*** Material for the task

PR #5869, opened 2022-10-15
chore: update datafusion

alamb:
# Rationale
* keep up with dependencies (I want to be ready for the predicate pruning soon)
* get https://github.com/apache/arrow-datafusion/pull/3810 and remove same code from IOx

******

__Instructions to follow__.
Starting with the line that holds "predicate pruning soon)", copy each remaining line of the listing above exactly, through the last one.

__The answer__.
* keep up with dependencies (I want to be ready for the predicate pruning soon)
* get https://github.com/apache/arrow-datafusion/pull/3810 and remove same code from IOx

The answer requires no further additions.